**Assignment**: Set down the records that follow in full and without changes.

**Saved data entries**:
PR #201, opened 2018-01-30
Geode 4335: Custom serializer example

mhansonp:


mhansonp:
Changed PR title.

mhansonp:
I may have misunderstood, I can accept that.  So we were supposed to implement a PdxSerializable, not PdxSerializer.... Not a big deal. We will fix it.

**Task solution**:
PR #201, opened 2018-01-30
Geode 4335: Custom serializer example

mhansonp:


mhansonp:
Changed PR title.

mhansonp:
I may have misunderstood, I can accept that.  So we were supposed to implement a PdxSerializable, not PdxSerializer.... Not a big deal. We will fix it.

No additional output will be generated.